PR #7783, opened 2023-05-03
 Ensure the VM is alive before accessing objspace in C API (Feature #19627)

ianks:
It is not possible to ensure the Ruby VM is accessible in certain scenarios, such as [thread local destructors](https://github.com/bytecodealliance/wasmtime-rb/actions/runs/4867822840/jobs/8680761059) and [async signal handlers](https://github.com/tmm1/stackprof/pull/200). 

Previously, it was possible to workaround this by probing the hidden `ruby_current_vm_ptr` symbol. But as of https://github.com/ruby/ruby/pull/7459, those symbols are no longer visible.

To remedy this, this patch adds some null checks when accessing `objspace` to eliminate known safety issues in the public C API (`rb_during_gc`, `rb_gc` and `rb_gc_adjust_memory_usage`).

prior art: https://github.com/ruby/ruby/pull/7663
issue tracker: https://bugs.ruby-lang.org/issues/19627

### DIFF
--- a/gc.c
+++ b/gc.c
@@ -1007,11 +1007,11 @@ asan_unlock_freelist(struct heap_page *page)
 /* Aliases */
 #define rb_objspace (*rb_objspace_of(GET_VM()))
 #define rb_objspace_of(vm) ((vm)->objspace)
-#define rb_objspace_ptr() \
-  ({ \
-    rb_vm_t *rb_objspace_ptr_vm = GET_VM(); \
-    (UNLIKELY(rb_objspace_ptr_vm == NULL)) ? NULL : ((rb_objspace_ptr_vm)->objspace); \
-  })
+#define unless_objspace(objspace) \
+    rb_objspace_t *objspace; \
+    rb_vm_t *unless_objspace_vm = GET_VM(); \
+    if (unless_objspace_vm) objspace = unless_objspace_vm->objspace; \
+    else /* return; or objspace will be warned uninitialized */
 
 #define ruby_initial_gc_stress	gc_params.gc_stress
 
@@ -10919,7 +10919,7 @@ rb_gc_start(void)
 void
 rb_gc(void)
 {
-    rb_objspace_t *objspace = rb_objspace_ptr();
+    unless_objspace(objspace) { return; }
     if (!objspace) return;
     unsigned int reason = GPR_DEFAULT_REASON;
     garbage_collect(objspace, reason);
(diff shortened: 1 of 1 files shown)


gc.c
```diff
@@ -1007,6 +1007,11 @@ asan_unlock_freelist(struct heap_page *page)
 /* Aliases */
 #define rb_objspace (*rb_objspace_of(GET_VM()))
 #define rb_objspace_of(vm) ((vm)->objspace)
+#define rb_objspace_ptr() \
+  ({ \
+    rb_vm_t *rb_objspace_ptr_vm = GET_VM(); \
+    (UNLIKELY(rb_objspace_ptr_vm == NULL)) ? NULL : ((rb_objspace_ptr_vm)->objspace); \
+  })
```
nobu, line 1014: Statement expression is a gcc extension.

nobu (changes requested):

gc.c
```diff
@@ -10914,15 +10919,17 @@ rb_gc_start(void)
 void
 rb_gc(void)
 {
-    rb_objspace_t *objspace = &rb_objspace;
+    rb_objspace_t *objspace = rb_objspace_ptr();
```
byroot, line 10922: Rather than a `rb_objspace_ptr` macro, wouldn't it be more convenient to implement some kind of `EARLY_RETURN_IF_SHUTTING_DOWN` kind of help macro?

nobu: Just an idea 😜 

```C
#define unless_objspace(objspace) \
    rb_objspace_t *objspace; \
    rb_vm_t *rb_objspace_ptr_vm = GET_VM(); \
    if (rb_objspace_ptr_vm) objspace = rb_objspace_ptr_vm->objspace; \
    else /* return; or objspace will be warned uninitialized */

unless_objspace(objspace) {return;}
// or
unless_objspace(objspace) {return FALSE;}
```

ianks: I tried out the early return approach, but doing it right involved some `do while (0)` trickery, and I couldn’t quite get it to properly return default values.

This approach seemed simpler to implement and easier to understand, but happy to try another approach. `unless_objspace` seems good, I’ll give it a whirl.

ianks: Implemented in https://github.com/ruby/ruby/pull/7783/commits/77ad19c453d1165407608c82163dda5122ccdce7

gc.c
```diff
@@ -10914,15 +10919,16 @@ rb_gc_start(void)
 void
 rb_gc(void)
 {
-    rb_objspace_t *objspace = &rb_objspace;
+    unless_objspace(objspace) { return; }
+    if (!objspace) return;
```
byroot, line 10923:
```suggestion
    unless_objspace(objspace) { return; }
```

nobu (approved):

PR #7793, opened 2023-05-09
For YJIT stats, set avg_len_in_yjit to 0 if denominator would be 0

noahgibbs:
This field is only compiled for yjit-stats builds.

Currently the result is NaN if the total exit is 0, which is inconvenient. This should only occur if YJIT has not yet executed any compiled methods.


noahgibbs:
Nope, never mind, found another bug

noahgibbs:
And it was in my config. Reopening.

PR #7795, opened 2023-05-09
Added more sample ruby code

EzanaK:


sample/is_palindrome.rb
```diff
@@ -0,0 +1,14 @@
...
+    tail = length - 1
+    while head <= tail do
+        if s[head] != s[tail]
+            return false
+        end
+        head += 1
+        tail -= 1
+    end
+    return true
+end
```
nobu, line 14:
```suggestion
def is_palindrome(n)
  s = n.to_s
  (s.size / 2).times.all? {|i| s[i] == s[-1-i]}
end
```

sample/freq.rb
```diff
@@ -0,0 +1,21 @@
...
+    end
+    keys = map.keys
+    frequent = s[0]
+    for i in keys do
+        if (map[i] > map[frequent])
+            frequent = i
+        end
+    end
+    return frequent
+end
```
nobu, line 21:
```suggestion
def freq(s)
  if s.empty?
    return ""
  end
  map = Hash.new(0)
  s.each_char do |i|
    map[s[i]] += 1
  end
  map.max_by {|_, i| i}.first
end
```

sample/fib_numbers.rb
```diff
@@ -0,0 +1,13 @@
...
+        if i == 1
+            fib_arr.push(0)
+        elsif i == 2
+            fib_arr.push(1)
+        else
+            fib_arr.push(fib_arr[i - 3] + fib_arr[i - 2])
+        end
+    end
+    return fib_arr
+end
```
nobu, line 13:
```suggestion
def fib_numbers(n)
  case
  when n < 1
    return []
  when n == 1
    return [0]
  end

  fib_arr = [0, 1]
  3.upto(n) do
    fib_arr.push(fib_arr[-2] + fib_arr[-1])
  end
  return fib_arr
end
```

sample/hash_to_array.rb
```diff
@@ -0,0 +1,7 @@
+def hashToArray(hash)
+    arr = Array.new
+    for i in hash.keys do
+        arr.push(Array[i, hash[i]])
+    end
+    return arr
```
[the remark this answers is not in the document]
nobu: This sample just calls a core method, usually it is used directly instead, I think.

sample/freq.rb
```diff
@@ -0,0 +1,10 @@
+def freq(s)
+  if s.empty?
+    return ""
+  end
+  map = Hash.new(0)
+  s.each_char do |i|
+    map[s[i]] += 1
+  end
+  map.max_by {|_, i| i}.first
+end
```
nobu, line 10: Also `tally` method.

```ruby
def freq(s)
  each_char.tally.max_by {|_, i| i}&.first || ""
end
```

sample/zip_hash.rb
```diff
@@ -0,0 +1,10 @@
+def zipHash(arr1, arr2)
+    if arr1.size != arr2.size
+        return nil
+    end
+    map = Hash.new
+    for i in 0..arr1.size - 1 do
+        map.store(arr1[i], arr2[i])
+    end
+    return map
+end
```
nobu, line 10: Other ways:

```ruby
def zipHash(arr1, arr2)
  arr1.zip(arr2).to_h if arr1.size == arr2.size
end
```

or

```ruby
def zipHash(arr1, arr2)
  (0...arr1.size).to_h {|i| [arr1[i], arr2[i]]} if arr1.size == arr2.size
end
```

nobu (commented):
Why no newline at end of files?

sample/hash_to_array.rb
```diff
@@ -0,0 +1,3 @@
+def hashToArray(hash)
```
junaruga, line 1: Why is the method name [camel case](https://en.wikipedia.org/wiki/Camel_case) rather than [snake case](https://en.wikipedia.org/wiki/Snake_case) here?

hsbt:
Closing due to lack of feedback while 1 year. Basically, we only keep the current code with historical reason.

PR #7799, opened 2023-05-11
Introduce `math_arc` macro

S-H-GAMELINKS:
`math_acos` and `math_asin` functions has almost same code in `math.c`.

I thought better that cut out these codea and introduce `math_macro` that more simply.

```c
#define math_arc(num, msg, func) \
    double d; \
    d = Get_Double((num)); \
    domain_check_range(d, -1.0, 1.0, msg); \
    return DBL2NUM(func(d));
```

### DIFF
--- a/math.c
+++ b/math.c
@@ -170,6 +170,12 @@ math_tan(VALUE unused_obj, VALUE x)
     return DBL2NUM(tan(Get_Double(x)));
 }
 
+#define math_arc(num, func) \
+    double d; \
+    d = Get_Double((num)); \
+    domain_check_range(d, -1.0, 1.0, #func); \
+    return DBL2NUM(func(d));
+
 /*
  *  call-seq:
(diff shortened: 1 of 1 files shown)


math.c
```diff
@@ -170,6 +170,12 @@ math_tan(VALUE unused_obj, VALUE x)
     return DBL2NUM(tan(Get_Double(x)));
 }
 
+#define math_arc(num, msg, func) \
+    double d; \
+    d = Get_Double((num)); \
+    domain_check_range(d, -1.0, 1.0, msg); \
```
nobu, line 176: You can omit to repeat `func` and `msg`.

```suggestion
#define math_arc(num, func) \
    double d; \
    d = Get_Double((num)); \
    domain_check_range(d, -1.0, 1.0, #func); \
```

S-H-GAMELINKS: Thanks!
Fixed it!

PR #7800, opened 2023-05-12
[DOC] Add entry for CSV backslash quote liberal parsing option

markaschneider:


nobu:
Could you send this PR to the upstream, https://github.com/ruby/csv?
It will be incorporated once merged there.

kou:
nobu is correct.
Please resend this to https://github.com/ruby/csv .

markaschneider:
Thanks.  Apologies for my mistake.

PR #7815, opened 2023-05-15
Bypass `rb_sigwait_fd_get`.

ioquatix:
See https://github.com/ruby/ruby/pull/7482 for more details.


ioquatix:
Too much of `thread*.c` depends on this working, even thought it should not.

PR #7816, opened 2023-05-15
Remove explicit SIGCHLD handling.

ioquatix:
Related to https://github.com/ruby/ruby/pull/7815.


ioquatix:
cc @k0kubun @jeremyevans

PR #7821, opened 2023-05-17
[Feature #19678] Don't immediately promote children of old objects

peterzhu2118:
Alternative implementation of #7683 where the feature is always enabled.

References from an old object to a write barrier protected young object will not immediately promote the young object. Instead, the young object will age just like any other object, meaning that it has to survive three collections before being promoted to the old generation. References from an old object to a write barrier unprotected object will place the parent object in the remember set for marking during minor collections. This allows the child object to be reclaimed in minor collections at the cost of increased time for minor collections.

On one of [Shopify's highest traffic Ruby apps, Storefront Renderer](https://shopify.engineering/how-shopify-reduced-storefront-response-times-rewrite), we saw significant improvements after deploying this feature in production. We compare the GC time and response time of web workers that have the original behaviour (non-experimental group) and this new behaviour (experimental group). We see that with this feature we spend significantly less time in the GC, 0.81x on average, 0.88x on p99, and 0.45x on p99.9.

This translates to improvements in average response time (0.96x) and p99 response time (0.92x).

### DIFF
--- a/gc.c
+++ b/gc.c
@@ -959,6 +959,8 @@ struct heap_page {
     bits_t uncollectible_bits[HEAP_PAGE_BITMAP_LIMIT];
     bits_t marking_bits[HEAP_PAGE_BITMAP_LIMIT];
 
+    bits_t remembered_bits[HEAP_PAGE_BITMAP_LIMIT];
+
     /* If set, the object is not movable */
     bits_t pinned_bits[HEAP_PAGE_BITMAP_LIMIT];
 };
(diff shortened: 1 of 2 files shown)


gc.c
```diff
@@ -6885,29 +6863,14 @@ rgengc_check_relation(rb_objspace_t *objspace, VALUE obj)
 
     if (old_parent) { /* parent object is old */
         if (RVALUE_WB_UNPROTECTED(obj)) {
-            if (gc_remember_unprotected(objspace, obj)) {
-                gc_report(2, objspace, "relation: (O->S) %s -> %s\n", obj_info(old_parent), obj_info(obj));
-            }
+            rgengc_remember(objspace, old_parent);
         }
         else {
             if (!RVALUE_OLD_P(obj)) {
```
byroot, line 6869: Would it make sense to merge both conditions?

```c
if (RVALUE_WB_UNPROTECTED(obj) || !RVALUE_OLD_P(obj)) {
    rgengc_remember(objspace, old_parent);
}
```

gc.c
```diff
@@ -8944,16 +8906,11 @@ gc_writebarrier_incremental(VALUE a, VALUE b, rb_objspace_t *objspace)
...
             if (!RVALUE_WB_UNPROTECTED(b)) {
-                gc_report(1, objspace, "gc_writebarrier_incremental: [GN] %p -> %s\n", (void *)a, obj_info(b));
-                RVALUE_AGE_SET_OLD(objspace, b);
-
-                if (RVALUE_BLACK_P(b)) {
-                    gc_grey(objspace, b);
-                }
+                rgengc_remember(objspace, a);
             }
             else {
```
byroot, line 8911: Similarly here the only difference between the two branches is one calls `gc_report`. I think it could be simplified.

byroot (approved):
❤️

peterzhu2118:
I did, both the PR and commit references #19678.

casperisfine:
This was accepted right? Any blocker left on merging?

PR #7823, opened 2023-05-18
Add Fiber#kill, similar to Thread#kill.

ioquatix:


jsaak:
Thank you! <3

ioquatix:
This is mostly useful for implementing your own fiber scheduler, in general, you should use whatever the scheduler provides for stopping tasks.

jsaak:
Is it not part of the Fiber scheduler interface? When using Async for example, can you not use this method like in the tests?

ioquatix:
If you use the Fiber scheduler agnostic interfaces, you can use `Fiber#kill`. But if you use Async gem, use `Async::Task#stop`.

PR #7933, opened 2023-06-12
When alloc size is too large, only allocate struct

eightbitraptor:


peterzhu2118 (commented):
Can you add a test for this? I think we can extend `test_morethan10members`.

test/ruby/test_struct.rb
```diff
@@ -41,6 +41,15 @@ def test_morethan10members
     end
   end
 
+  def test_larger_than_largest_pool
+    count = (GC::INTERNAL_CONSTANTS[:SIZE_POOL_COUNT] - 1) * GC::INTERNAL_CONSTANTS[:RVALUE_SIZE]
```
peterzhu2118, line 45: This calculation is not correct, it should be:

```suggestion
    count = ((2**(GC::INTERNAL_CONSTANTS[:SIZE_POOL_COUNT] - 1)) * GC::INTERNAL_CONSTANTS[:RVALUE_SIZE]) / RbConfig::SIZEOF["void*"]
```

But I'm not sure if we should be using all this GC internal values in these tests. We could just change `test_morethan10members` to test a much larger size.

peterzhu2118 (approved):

★ ★ ★

Problem requirements: The answer must be a single number: the count of lines above that contain the word "calls".

Answer: 2